(Stored data)

══════

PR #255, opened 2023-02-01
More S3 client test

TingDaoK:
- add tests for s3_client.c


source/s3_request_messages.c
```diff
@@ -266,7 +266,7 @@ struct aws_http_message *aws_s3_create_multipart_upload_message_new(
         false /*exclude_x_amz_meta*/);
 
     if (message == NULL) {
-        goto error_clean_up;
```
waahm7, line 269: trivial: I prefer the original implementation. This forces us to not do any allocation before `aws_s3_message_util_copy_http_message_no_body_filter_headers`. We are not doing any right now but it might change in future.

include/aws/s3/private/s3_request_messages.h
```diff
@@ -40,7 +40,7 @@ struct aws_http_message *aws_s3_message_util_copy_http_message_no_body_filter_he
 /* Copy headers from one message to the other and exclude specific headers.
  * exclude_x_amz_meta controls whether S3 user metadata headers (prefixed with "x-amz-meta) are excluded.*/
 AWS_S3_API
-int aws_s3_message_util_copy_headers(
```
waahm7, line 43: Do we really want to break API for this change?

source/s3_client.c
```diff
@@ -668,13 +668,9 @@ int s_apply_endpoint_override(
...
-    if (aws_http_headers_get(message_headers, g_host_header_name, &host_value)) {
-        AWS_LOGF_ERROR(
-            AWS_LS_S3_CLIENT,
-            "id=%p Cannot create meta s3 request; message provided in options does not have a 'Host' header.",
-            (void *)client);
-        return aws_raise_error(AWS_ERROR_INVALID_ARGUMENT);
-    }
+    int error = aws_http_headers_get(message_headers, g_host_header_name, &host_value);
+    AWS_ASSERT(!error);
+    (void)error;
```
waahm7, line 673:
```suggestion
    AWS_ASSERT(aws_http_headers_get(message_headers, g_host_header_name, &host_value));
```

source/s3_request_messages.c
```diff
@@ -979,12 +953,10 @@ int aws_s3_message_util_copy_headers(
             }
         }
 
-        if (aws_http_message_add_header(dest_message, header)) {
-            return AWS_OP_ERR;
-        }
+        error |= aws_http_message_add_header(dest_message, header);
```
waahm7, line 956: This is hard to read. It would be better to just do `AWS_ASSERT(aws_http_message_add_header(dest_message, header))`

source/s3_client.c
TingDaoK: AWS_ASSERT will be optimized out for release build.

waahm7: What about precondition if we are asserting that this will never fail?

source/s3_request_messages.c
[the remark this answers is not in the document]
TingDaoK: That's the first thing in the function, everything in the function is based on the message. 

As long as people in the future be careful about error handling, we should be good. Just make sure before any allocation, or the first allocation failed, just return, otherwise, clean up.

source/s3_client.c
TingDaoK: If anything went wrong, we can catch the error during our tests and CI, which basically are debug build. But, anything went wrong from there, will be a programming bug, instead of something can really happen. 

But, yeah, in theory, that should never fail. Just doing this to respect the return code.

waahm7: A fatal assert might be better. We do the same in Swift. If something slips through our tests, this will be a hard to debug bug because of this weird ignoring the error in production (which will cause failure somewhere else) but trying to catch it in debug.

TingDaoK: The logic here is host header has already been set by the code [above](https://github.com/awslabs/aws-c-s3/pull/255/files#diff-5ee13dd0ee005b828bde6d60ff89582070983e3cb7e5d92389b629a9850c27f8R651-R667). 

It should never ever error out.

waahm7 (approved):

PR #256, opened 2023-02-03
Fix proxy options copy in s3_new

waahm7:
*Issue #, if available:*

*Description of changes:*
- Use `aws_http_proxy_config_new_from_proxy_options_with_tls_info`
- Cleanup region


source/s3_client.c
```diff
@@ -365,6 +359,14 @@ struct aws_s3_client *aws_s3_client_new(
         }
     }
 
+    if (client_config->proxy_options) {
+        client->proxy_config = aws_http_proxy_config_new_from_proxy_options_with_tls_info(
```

══════

* [EXERCISE BRIEF]: The records above need to be duplicated. Keep every word unchanged.

* [OUTPUT]:
PR #255, opened 2023-02-01
More S3 client test

TingDaoK:
- add tests for s3_client.c


source/s3_request_messages.c
```diff
@@ -266,7 +266,7 @@ struct aws_http_message *aws_s3_create_multipart_upload_message_new(
         false /*exclude_x_amz_meta*/);
 
     if (message == NULL) {
-        goto error_clean_up;
```
waahm7, line 269: trivial: I prefer the original implementation. This forces us to not do any allocation before `aws_s3_message_util_copy_http_message_no_body_filter_headers`. We are not doing any right now but it might change in future.

include/aws/s3/private/s3_request_messages.h
```diff
@@ -40,7 +40,7 @@ struct aws_http_message *aws_s3_message_util_copy_http_message_no_body_filter_he
 /* Copy headers from one message to the other and exclude specific headers.
  * exclude_x_amz_meta controls whether S3 user metadata headers (prefixed with "x-amz-meta) are excluded.*/
 AWS_S3_API
-int aws_s3_message_util_copy_headers(
```
waahm7, line 43: Do we really want to break API for this change?

source/s3_client.c
```diff
@@ -668,13 +668,9 @@ int s_apply_endpoint_override(
...
-    if (aws_http_headers_get(message_headers, g_host_header_name, &host_value)) {
-        AWS_LOGF_ERROR(
-            AWS_LS_S3_CLIENT,
-            "id=%p Cannot create meta s3 request; message provided in options does not have a 'Host' header.",
-            (void *)client);
-        return aws_raise_error(AWS_ERROR_INVALID_ARGUMENT);
-    }
+    int error = aws_http_headers_get(message_headers, g_host_header_name, &host_value);
+    AWS_ASSERT(!error);
+    (void)error;
```
waahm7, line 673:
```suggestion
    AWS_ASSERT(aws_http_headers_get(message_headers, g_host_header_name, &host_value));
```

source/s3_request_messages.c
```diff
@@ -979,12 +953,10 @@ int aws_s3_message_util_copy_headers(
             }
         }
 
-        if (aws_http_message_add_header(dest_message, header)) {
-            return AWS_OP_ERR;
-        }
+        error |= aws_http_message_add_header(dest_message, header);
```
waahm7, line 956: This is hard to read. It would be better to just do `AWS_ASSERT(aws_http_message_add_header(dest_message, header))`

source/s3_client.c
TingDaoK: AWS_ASSERT will be optimized out for release build.

waahm7: What about precondition if we are asserting that this will never fail?

source/s3_request_messages.c
[the remark this answers is not in the document]
TingDaoK: That's the first thing in the function, everything in the function is based on the message. 

As long as people in the future be careful about error handling, we should be good. Just make sure before any allocation, or the first allocation failed, just return, otherwise, clean up.

source/s3_client.c
TingDaoK: If anything went wrong, we can catch the error during our tests and CI, which basically are debug build. But, anything went wrong from there, will be a programming bug, instead of something can really happen. 

But, yeah, in theory, that should never fail. Just doing this to respect the return code.

waahm7: A fatal assert might be better. We do the same in Swift. If something slips through our tests, this will be a hard to debug bug because of this weird ignoring the error in production (which will cause failure somewhere else) but trying to catch it in debug.

TingDaoK: The logic here is host header has already been set by the code [above](https://github.com/awslabs/aws-c-s3/pull/255/files#diff-5ee13dd0ee005b828bde6d60ff89582070983e3cb7e5d92389b629a9850c27f8R651-R667). 

It should never ever error out.

waahm7 (approved):

PR #256, opened 2023-02-03
Fix proxy options copy in s3_new

waahm7:
*Issue #, if available:*

*Description of changes:*
- Use `aws_http_proxy_config_new_from_proxy_options_with_tls_info`
- Cleanup region


source/s3_client.c
```diff
@@ -365,6 +359,14 @@ struct aws_s3_client *aws_s3_client_new(
         }
     }
 
+    if (client_config->proxy_options) {
+        client->proxy_config = aws_http_proxy_config_new_from_proxy_options_with_tls_info(
```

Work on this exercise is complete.